::: AVAILABLE RECORDS

PR #86969, opened 2024-01-08
[GDScript] Fix lifetime of call base object

### LINKED ISSUE #86788: Player crashes randomly in Godot 4.2 on macOS
### Tested versions

- Reproducible in 4.2.1 stable

### System information

Godot v4.2.1.stable - macOS 14.1.0 - Vulkan (Forward+) - integrated Apple M3 Max - Apple M3 Max (14 Threads)

### Issue description

The editor player crashes randomly on this simple project. Sometimes I have no logs at all, sometimes I have the following error with no backtrace at all, and once I managed to have the backtrace printed.
EDIT: also crashes when running export build on macOS.

```
  Engine version: Godot Engine v4.2.1.stable.official (b09f793f564a6c95dc76acc654b390e68441bd01)
  [1] 1   libsystem_platform.dylib            0x0000000180e37a24 _sigtramp + 56
  [2] 2   ???                                 0xffff800180e840a8 0x0 + 18446603342678868136
  [3] 3   CoreFoundation                      0x0000000180e840a8 __CFBasicHashDrain + 356
  [4] 4   CoreFoundation                      0x0000000180fb7e28 _CFRelease + 292
  [5] 5   CoreFoundation                      0x0000000180eb82a4 __CFBinaryPlistWriteOrPresize + 308
  [6] 6   Foundation                          0x0000000181fda6e8 -[NSKeyedArchiver finishEncoding] + 640
  [7] 7   AppKit                              0x000000018481e634 __62-[NSPersistentUIArchiver finishEncodingWithCompletionHandler:]_block_invoke + 64
  [8] 8   AppKit                              0x000000018541cbb8 ___NSPersistentUIDispatchQueueAsync_block_invoke + 76
  [9] 9   libdispatch.dylib                   0x0000000180c59cb8 _dispatch_call_block_and_release + 32
  [10] 10  libdispatch.dylib                   0x0000000180c5b910 _dispatch_client_callout + 20
  [11] 11  libdispatch.dylib                   0x0000000180c62ea4 _dispatch_lane_serial_drain + 748
  [12] 12  libdispatch.dylib                   0x0000000180c639d4 _dispatch_lane_invoke + 380
  [13] 13  libdispatch.dylib                   0x0000000180c6e61c _dispatch_root_queue_drain_deferred_wlh + 288
  [14] 14  libdispatch.dylib                   0x0000000180c6de90 _dispatch_workloop_worker_thread + 404
  [15] 15  libsystem_pthread.dylib             0x0000000180e05114 _pthread_wqthread + 288
```

### Steps to reproduce

Run the main scene and move around with WASD.
Sometimes it will crash within a second, sometimes after a while.

[DemoProject.zip](https://github.com/godotengine/godot/files/13831974/DemoProject.zip)

AThousandShips:
Ensures that the lifetime of an `Object` outlasts calls to it

Also adds a check to `Object::~Object()` to check for locked state

This solves the immediate problem but might not be elegant, needs deeper investigation, but this should solve the problems

This makes member variables used as the base for a call persist until the end of the call, as a temporary

* Fixes: https://github.com/godotengine/godot/issues/86788 (needs confirmation)

### DIFF
--- a/core/object/object.cpp
+++ b/core/object/object.cpp
@@ -2050,6 +2050,10 @@ void Object::detach_from_objectdb() {
 }
 
 Object::~Object() {
+#ifdef DEBUG_ENABLED
+	CRASH_COND_MSG(_lock_index.get() != 1, "TODO message for object.");
+#endif // DEBUG_ENABLED
+
 	if (script_instance) {
 		memdelete(script_instance);
 	}
--- a/modules/gdscript/gdscript_compiler.cpp
+++ b/modules/gdscript/gdscript_compiler.cpp
@@ -708,11 +708,27 @@ GDScriptCodeGenerator::Address GDScriptCompiler::_parse_expression(CodeGen &code
 											gen->write_call_method_bind(result, base, method, arguments);
 										}
 									} else {
+										// Make temporary if member variable and ref-counted.
+										if (ClassDB::is_parent_class(class_name, "RefCounted") && base.mode == GDScriptCodeGenerator::Address::MEMBER) {
+											GDScriptCodeGenerator::Address temp = codegen.add_temporary(base.type);
+											gen->write_assign(temp, base);
+
+											base = temp;
+										}
+
 										gen->write_call(result, base, call->function_name, arguments);
 									}
 								} else if (base.type.has_type && base.type.kind == GDScriptDataType::BUILTIN) {
 									gen->write_call_builtin_type(result, base, base.type.builtin_type, call->function_name, arguments);
 								} else {
+									// Make temporary if member variable.
+									if (base.mode == GDScriptCodeGenerator::Address::MEMBER) {
+										GDScriptCodeGenerator::Address temp = codegen.add_temporary(base.type);
+										gen->write_assign(temp, base);
+
+										base = temp;
+									}
+
 									gen->write_call(result, base, call->function_name, arguments);
 								}
 								if (base.mode == GDScriptCodeGenerator::Address::TEMPORARY) {
--- a/modules/gdscript/tests/scripts/runtime/features/ref_counted_lifetime.gd
+++ b/modules/gdscript/tests/scripts/runtime/features/ref_counted_lifetime.gd
@@ -1,0 +1,26 @@
+# https://github.com/godotengine/godot/issues/86788
+
+extends Node
+
+class MyClassTyped:
+	func enter(outer):
+		outer.my_class_typed = MyClassTyped.new()
+		exit()
+
+	func exit():
+		pass
+
+class MyClassUnTyped:
+	func enter(outer):
+		outer.my_class_untyped = MyClassUnTyped.new()
+		exit()
+
+	func exit():
+		pass
+
+var my_class_typed := MyClassTyped.new()
+var my_class_untyped = MyClassUnTyped.new()
+
+func test():
+	my_class_typed.enter(self)
+	my_class_untyped.enter(self)
--- a/modules/gdscript/tests/scripts/runtime/features/ref_counted_lifetime.out
+++ b/modules/gdscript/tests/scripts/runtime/features/ref_counted_lifetime.out
@@ -1,0 +1,1 @@
+GDTEST_OK


core/object/object.cpp
```diff
@@ -1971,6 +1971,10 @@ void Object::detach_from_objectdb() {
 }
 
 Object::~Object() {
+#ifdef DEBUG_ENABLED
+	CRASH_COND_MSG(_lock_index.get() != 1, "TODO message for object.");
```
AThousandShips, line 1975: Any suggestions for the text here are welcome 🙂

modules/gdscript/gdscript_compiler.cpp
```diff
@@ -698,11 +698,27 @@ GDScriptCodeGenerator::Address GDScriptCompiler::_parse_expression(CodeGen &code
 											gen->write_call_method_bind(result, base, method, arguments);
 										}
 									} else {
+										// Make temporary if member variable.
```
AThousandShips, line 701: Unsure where to place this, if it's relevant for a greater part of this block, and if it should be more selective (or if we should make a helper function for it), etc.

modules/gdscript/gdscript_compiler.cpp
```diff
@@ -698,11 +698,27 @@ GDScriptCodeGenerator::Address GDScriptCompiler::_parse_expression(CodeGen &code
...
+										if (base.mode == GDScriptCodeGenerator::Address::MEMBER) {
```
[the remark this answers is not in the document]
AThousandShips: Added this for now

modules/gdscript/tests/scripts/runtime/features/ref_counted_lifetime.gd
AThousandShips, line 1: Added a test, this just confirms that it no longer crashes (it crashes with the check in `Object` and without the remaining code)

modules/gdscript/tests/scripts/runtime/features/ref_counted_lifetime.gd
```diff
@@ -0,0 +1,26 @@
+# GH-86788
```
AThousandShips, line 1:
```suggestion
# https://github.com/godotengine/godot/issues/86788
```
Will use this syntax when I go back over

AThousandShips:
I'd say the issue is not in variant as it handles the reference counting correctly, the issue is that the call base isn't copied but instead used directly for the call, making any change to it affect that, and in this case freeing it, `Variant` is oblivious to any of this as the call isn't on it directly, but on the pointer, at least as far as I can tell in my assessment

To me it looks like this issue is that when calling it does it specifically on the member variable, not the data *in* the member variable, which isn't correct in my opinion, there are some other cases like this:
* https://github.com/godotengine/godot/pull/88905

AThousandShips:
While we could add some way to mess with refcounting in the call operation itself I'd say that'd be a bit hacky and error prone, I'd say it's the responsibility of the caller to not delete the reference, assuming they can, in this case the compiler fails to do so properly, by not creating a copy to guarantee it

RandomShaper:
It's true that Godot tries to use pointers to `Variant` wherever it can, for performance. And that indeed can cause unexpected behaviors. The one you are mentioning about signals, etc. indeed seems to require taking the optimization away in the implementation to provide the right user-visible behavior. However, in this case, provided there's no notion of call-with-base-by-value in user land, we have further freedom to fix the issue at the implementation level, maybe without performance compromises.

Once we narrow it down to whether to frame GDScript or `Variant` as the flawed piece, the more I think about it, the less sure I am about which one.
- `Variant`: If we assume its contract with `RefCounted` involves letting them survive calls, we'd try to do apply, maybe somewhat hacky, but very performant and focused, solution there. It would benefit every user of `Variant`.
- GDScript: If we formulate a rule by which a `RefCounted` called through `Variant` can't be freed during the call (non-`RefCounted` wouldn't be an issue, would they?), then GDScript (as well as any other user of `Variant`) has to ensure proper management.

The latter is looking better to me the more I think about it. That's the rationale behind this PR, isn't it? If that's the idea, I wouldn't oppose to it. If anything, I'd also add assertions to `Variant` so it's more explicit in the code.

AThousandShips:
I'd say that unless you're careless in c++ land you won't encounter this, generally the assumption is that the caller ensures the lifetime of any pointer it sends, so with the guarantee in c++ of caller lifetime on values, i.e. `Variant(...).call(...)` is always alive until the end of that call, and assuming any `Variant *` passed to a method is not killed, it'll always be safe in c++ land

So to me the issue with option one there is that while it's performant, it isn't free, and the cost comes regardless if you handle things safely or not

So I'd say that generally, assuming you don't do things like passing pointers with uncertain lifetime from c++, it's safe here, and adding ref-count safety measures in `Variant` (or I'd say, in `RefCounted` to make it fully secure) would IMO create an overhead that's not needed if you're safe about things

There might be some even more elegant way to do it in GDScript land, perhaps something directly in the VM, but I'd say it's pretty cheap already, it just creates a temporary, and perhaps we could make even more filtering so it's only done when absolutely necessary (it isn't needed, for example, if the member is accessed by a getter, but this PR doesn't make that distinction as far as I recall, I'll go over the code again and see)

But good points and thank you for your analysis

tl;dr; I'd say option one would be useful, but it's mostly unnecessary assuming the use of `Variant` in c++ land is done safely, which applies generally not just to `Variant`, and you'd probably have to be a bit badly abusing the types to make it be a problem in c++

RandomShaper:
> I'd say that unless you're careless in c++ land you won't encounter this, generally the assumption is that the caller ensures the lifetime of any pointer it sends, so with the guarantee in c++ of caller lifetime on values, i.e. `Variant(...).call(...)` is always alive until the end of that call, and assuming any `Variant *` passed to a method is not killed, it'll always be safe in c++ land

Just to be sure I'm following the root issue here, the problem is not that a `Variant` was destroyed (as in it's memory being reassigned or its memory page unmapped), but that it was reassigned (i.e., `operator=`). So, the lifetime in question is that of the object it was pointing to.

In fact, and this is a piece of fresh news, I've just debugged the issue and it seems that the problem is `OBJ_DEBUG_LOCK` in `Object::callp()`. I mean, it may be the case that the code for object calls is designed so that the call itself is the last access to the object. If that's true, it's OK from the engine design standpoint (or it may have been the original idea, hard to tell) that an object is released during a call to it, only that in debug builds, `OBJ_DEBUG_LOCK` still needs to access it.

AThousandShips:
The issue is that we're calling on a `Variant` that was reassigned, and the underlying `RefCounted` was freed, the lifetime is that of the `Variant`, namely the member variable on the stack

The lock isn't the problem here, that just works as a check to ensure things work right, it doesn't prevent anything

RandomShaper:
Oh, well, I called the debug lock a "problem," but I didn't mean to imply it is bad or wrong. It was not the most accurate word for what I was trying to say. My point was about what the original intent could have been. I just wanted to share an interesting possibility with you.

Commenting out `OBJ_DEBUG_LOCK` in `Object::callp()` there are no longer crashes nor _asan_ complains, which is the same I was experiencing with the MRP in the original issue.

Back to the PR itself, regardless other potential approaches that could be explored, I believe it's good.

AThousandShips:
> Commenting out OBJ_DEBUG_LOCK in Object::callp() there are no longer crashes nor asan complains, which is the same I was experiencing with the MRP in the original issue.

Are you on Mac? The crash seems to happen there specifically because of how Mac handles memory

RandomShaper:
> Are you on Mac? The crash seems to happen there specifically because of how Mac handles memory

Nope, I'm on Windows. To be more precise, I'm generally getting no crashes so I have to use asan to detect the issue.

AThousandShips:
Likely superseded by:
* https://github.com/godotengine/godot/pull/96856

But awaiting confirmation of the original issue

AThousandShips:
Superseded by:
* https://github.com/godotengine/godot/pull/96856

::::::

-- TASK TO COMPLETE --
Considering only lines that contain the word "itself", say how many there are in the data, with no other text.

-- EXERCISE OUTPUT --
3